BEGIN
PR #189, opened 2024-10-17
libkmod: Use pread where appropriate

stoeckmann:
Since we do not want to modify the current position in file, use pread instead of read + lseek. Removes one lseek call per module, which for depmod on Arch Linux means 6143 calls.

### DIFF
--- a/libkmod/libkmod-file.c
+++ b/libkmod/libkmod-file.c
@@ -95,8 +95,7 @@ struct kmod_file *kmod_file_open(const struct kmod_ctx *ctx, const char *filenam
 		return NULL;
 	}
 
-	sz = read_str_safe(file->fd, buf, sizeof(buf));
END
BEGIN
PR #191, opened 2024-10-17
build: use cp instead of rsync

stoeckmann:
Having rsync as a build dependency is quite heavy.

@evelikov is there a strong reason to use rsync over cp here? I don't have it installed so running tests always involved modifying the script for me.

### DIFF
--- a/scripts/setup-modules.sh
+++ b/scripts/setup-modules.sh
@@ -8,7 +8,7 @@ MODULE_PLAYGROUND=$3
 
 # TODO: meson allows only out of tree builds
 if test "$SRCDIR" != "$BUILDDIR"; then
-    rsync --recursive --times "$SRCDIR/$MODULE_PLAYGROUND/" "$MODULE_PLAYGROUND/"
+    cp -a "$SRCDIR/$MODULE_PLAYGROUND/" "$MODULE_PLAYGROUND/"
END
BEGIN
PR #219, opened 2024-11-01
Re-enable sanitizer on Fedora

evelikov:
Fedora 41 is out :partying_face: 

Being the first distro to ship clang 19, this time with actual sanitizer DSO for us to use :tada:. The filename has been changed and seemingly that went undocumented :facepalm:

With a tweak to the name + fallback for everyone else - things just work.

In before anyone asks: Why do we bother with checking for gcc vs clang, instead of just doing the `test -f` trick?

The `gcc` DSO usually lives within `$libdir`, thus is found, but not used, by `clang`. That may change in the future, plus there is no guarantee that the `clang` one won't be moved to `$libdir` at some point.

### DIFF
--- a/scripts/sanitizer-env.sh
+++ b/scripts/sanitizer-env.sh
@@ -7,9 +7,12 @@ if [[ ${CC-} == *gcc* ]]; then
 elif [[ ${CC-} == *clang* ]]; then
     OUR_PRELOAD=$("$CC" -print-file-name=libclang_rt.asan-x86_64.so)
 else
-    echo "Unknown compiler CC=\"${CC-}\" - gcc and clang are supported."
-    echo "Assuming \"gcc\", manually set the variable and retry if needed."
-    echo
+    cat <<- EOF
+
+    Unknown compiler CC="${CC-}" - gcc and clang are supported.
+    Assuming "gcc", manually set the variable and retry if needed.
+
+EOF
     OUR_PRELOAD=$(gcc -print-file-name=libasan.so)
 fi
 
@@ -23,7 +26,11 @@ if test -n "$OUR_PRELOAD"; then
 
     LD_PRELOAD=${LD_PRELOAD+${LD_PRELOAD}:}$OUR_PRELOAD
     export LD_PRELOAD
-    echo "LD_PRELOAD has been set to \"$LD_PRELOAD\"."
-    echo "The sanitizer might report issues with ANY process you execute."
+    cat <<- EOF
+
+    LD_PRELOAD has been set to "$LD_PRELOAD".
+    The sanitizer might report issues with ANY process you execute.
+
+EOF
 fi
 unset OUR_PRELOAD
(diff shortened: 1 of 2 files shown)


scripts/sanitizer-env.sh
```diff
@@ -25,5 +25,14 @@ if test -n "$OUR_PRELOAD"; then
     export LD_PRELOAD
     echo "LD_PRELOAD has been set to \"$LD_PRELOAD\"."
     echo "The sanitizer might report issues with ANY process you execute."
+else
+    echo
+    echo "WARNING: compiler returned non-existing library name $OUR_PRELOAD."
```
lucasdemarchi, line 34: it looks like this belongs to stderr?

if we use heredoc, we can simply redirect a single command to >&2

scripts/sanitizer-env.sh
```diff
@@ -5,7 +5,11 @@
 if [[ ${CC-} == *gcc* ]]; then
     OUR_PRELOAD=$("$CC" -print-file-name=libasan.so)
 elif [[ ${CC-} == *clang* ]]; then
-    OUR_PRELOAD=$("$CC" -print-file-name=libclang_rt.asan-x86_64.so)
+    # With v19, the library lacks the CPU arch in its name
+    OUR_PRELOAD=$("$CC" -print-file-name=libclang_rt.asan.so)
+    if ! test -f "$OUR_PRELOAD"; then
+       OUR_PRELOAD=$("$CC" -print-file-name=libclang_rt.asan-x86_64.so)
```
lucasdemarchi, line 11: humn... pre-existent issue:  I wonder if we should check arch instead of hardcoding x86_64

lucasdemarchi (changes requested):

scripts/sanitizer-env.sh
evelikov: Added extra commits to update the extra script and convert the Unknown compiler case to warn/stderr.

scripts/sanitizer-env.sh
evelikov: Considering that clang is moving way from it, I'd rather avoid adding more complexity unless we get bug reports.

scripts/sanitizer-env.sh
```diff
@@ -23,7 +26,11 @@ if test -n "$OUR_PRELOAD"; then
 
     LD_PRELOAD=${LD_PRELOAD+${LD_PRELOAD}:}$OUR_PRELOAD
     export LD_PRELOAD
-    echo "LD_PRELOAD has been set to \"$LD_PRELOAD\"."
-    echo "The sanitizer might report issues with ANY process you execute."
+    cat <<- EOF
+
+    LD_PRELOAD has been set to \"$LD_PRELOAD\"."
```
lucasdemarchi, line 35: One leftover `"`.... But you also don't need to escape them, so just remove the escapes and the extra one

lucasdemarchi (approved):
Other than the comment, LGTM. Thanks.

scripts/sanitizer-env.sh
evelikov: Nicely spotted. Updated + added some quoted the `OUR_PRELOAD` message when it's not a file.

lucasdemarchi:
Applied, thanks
END
### Aim of the task
In the listing above, find the line containing "const char *filenam" and the line containing "read_str_safe(file->fd, buf, sizeof(buf));", then retype both and every line between them exactly, with nothing else.

### Finished exercise
@@ -95,8 +95,7 @@ struct kmod_file *kmod_file_open(const struct kmod_ctx *ctx, const char *filenam
 		return NULL;
 	}
 
-	sz = read_str_safe(file->fd, buf, sizeof(buf));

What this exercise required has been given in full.